WORK TASK: Please reproduce the data in its entirety, word for word.

RECORD SET:
PR #2502, opened 2026-08-12
feat(rust): score-cabi — a C ABI over score-core, for a JVM binding

benzsevern:
First step toward running the scoring kernel **inside the Spark executor JVM** instead of a forked Python worker.

Today the tier reaches Rust via `pandas_udf`: an Arrow IPC hop, a Python interpreter in the loop, and the whole executor-environment shipping apparatus from P1 that exists *only* to feed that worker. Executors are JVMs, and a JVM can call Rust directly — through a C ABI, which is what both Panama (FFM) and JNI consume. This is that seam.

EXPECTED ANSWER:
PR #2502, opened 2026-08-12
feat(rust): score-cabi — a C ABI over score-core, for a JVM binding

benzsevern:
First step toward running the scoring kernel **inside the Spark executor JVM** instead of a forked Python worker.

Today the tier reaches Rust via `pandas_udf`: an Arrow IPC hop, a Python interpreter in the loop, and the whole executor-environment shipping apparatus from P1 that exists *only* to feed that worker. Executors are JVMs, and a JVM can call Rust directly — through a C ABI, which is what both Panama (FFM) and JNI consume. This is that seam.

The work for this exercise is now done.